Those hopes were raised by the outcome of a teleconference Wednesday between the leaders of France, Germany and Greece, who attempted to quash speculation that a Greek default was imminent and reaffirmed their belief that Greece remained an “integral part” of the eurozone.
German Chancellor Angela Merkel and French President Nicolas Sarkozy stressed to Greek Prime Minister George Papandreou that his debt-crippled country needs to honor its commitments on making savings and enacting reforms. Papandreou renewed his pledge ahead of Thursday’s Greek cabinet meeting where the reform program will top the agenda.
Although the three leaders’ comments about their talks were minimal, investors appear to be relieved that Greece wasn’t being set up for a default or a possible exit from the eurozone, which could wreak havoc in markets.
A review of Greek financial progress from the so-called troika — the European Commission, the European Central Bank and the International Monetary Fund — is due to resume in coming days.
“Markets are still speculating on Greece’s bankruptcy, although short-term the troika is expected to release funds for Greece,” said Benoit de Broissia at KBL Richelieu.
In Europe, all stock markets were higher, while the euro pushed back up above the $1.38 mark for the first time this week.
UBS shares were down 7 percent on the news that the Swiss bank had a rogue trader who caused it an estimated loss of $2 billion, and police in London arrested a 31-year-old man in the case.
Germany’s DAX was up 2.2 percent at 5,459 while France’s CAC-40 rose 2.1 percent to 3,012. The FTSE 100 index of leading British shares was up 1.6 percent too at 5,310.
Wall Street was poised for further modest gains after its first three-year rally since the end of August — Dow futures were up 0.4 percent at 11,223 while the broader Standard Poor’s 500 futures rose 0.5 percent to 1,188.
Despite the relief rally, investors are fully aware that Greece has not delivered all its promised over the past year and a half since it was granted it’s first euro110 billion ($151 billion) bailout package.
Also, concerns over the passing of key anti-crisis measures across European capitals remain, especially after Austria indicated it wouldn’t be able to fast-track the plans announced in July by eurozone leaders.
And investors want to see Europe come up with a more credible plan of action than the one it has pursued. A meeting of eurozone finance ministers in Poland over the coming days, which will also include U.S. Treasury Secretary Timothy Geithner, will be monitored in that context.
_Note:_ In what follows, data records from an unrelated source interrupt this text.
PR #673, opened 2026-09-09
fix(rpc): make Esplora fees and CORS wallet-safe

### LINKED ISSUE #669: Esplora API: /fee-estimates returns 1.0000000000000002 instead of 1.0, so wallets overpay 10% at the fee floor
`GET /api/fee-estimates` returns values like `1.0000000000000002` where the answer is exactly `1.0`. The extra ULP is small, but wallets that round a fee rate *up* turn it into a visibly wrong fee.

## Reproduce

```console
$ curl -s https://<node>/api/fee-estimates | jq '{"3","6","10"}'
{
  "3": 1.0000000000000002,
  "6": 1.0000000000000002,
  "10": 1.0000000000000002
}
```

Every target sitting at the relay minimum is affected; only target `1` (a real estimate, `4.966`) looks clean.

## Cause

`crates/rpc/src/esplora/public.rs:524`

```rust
.map(|v| v * 100_000_000.0 / 1000.0)
```

`estimatesmartfee` gives BTC/kvB, so this converts to sat/vB in two steps, and the intermediate is not representable:

```python
>>> 0.00001 * 100_000_000.0      # BTC/kvB -> sat/kvB
1000.0000000000001               # already wrong
>>> 0.00001 * 100_000_000.0 / 1000.0
1.0000000000000002
>>> 0.00001 * 100_000.0          # same conversion, one step
1.0
```

The two constants are a single factor of `100_000`. Doing it as one multiply is exact for this value.

## Why it matters

A wallet cannot send a fractional-ULP fee rate, so it rounds. Rounding *up* is the safe direction — it is what you want when the estimate is the minimum you must beat — and that is exactly where this bites:

```python
>>> math.ceil(1.0000000000000002 * 10) / 10
1.1
>>> math.ceil(1.0 * 10) / 10
1.0
```

A wallet asking for the 6-block rate against this node builds at **1.1 sat/vB instead of 1.0 — a 10% overpay at the floor**, on every transaction, for as long as the network sits at the minimum. Against mempool.space and blockstream.info, which return clean values, the same wallet builds at 1.0.

## Suggested fix

```rust
.map(|v| v * 100_000.0)
```

Rounding the result to a fixed precision (Esplora publishes ~3 decimals) would also make the output independent of how the conversion is spelled.

## Environment

- Node behind `bitcoin-rs-explorer.gosunuts.xyz`, mainnet, tip 966132
- Observed 2026-09-09

### LINKED ISSUE #670: Esplora API: no CORS headers and no OPTIONS route, so browser-based wallets cannot use it
The Esplora surface sends no `Access-Control-Allow-Origin`, so a browser cannot read any response from it. Every browser-based wallet is therefore locked out, even though the API itself is complete and correct.

## Reproduce

Same page, same moment, two endpoints:

```js
await fetch("https://<bitcoin-rs-node>/api/blocks/tip/height")
// TypeError: Load failed

await fetch("https://mempool.space/api/blocks/tip/height")
// 200 -> "966132"
```

Headers:

```console
$ curl -sI https://<bitcoin-rs-node>/api/blocks/tip/height -H "Origin: https://wallet.example"
HTTP/1.1 200 OK
Content-Type: text/plain
# no access-control-* header

$ curl -sI https://mempool.space/api/blocks/tip/height -H "Origin: https://wallet.example"
access-control-allow-origin: *

$ curl -sI https://blockstream.info/api/blocks/tip/height -H "Origin: https://wallet.example"
Access-Control-Allow-Origin: *
Access-Control-Expose-Headers: x-total-results
```

Both reference implementations of this API send the header; this one does not.

## Preflight

`OPTIONS` is not routed either — it falls through to the JSON-RPC handler:

```console
$ curl -s -X OPTIONS https://<bitcoin-rs-node>/api/blocks/tip/height \
    -H "Origin: https://wallet.example" -H "Access-Control-Request-Method: GET"
{"result":null,"error":{"code":-32600,"message":"invalid request: malformed http request"},"id":null}
```

A JSON-RPC error is not a valid preflight response, so any request that needs one fails before it is sent. Returning a JSON-RPC envelope from a REST path looks like a routing gap independent of CORS.

I could not find any `Access-Control` or `OPTIONS` handling under `crates/rpc/src/`.

## Why it matters

This is the difference between "usable by wallets" and "not". A wallet running its core as WASM in a webview — which covers browser wallets and the webview-based desktop/mobile shells — calls this API with `fetch`, and the browser discards the response before the wallet sees it. The endpoint looks broken while being entirely healthy, and there is no error the wallet can report beyond a generic network failure, because the browser deliberately withholds the reason.

A native shell can work around it by routing requests through its own HTTP stack. A browser tab cannot.

## Suggested fix

Emit on the Esplora responses:

- `Access-Control-Allow-Origin: *` (public chain data; same choice as Esplora and mempool)
- `Access-Control-Expose-Headers: X-Total-Results` so paging is readable
- answer `OPTIONS` with `204` and the matching `Allow-Methods` / `Allow-Headers`

Worth applying to error responses too, not just `2xx` — otherwise a rejected broadcast reaches the wallet as an opaque failure instead of `transaction decode failed`.

If the intent is that a reverse proxy owns this, saying so in `docs/api` would save the next person the same investigation.

## Environment

- Node behind `bitcoin-rs-explorer.gosunuts.xyz`, mainnet, tip 966132
- Observed 2026-09-09, WebKit

gosunuts:
## Summary

- convert BTC/kvB fee estimates to sat/vB in one multiplication, preserving the exact 1.0 relay floor
- classify listener paths as JSON-RPC, Core REST, public Esplora, or backend Esplora surfaces with explicit CORS policies
- apply wildcard CORS consistently to every public /api success and error response while keeping /esplora, JSON-RPC, and Core REST disabled
- terminate /api preflight requests with HTTP 204 and reject every other OPTIONS request before JSON-RPC dispatch
- document the wallet-facing CORS contract and add regression coverage

## Verification

- cargo fmt --all -- --check
- cargo clippy -p bitcoin-rs-rpc --lib --tests --target x86_64-unknown-linux-gnu -- -D warnings

Closes #669
Closes #670


gosunuts (commented):
The fee conversion fix looks good, and adding CORS to the wallet-facing Esplora surface is the right direction.

I would suggest keeping the CORS design at the HTTP surface/policy layer rather than growing Esplora-specific response writers in `server.rs`.

Ideally the flow would be:

- classify the HTTP surface first (`JsonRpc`, `CoreRest`, `EsploraPublic`, `EsploraBackend`)
- each surface owns its auth / allowed-method / CORS policy
- `OPTIONS` terminates at the router instead of falling through normal request dispatch
- use one response writer that applies the selected surface policy to success and error responses alike

For `/api`, wildcard CORS is definitely part of the wallet-facing contract: wallets need UTXO/history/fee/broadcast access from browser/webview environments, and error responses must be readable too.

For `/esplora`, I would make the CORS policy explicit rather than inheriting it automatically from the public Esplora path, since `/internal/*` and `/block-template` are backend-facing. It can still be public CORS if that is intentional; the important part is that it is a deliberate property of `EsploraBackend`.

One more small routing point: now that `OPTIONS` is accepted by `read_request()`, non-Esplora `OPTIONS` requests should probably terminate as `404`/`405` instead of being able to reach JSON-RPC.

Germany, in particular, as Europe’s richest economy, is also under pressure to do more.
Merkel said Thursday it is “completely clear” that Germany, the continent’s biggest economy, has a “duty and responsibility to make its contribution to securing the euro’s future.”
However, she appeared to again reject calls for the introduction of a eurobond, whereby the eurozone would pool together to issue debt. Stabilizing the currency union will be a step-by-step process and “won’t happen overnight or with any one-time thunderbolt,” she said.
Greece’s debts stands at about 150 percent of GDP and the markets are increasingly of the view that with the Greek economy shrinking, the banks will have to accept they’re not going to be paid back all that they are owed. The main market debate is what sort of writedown — the so-called haircut — financial institutions, who lent Greece the money, will have to accept.
“It still seems a little early to stop making back of envelope calculations about how deep the haircuts would need to be to bring Greece’s debt back to what most would see as being a more sustainable level, say 60 percent of GDP or less,” said Simon Derrick, an analyst at Bank of New York Mellon.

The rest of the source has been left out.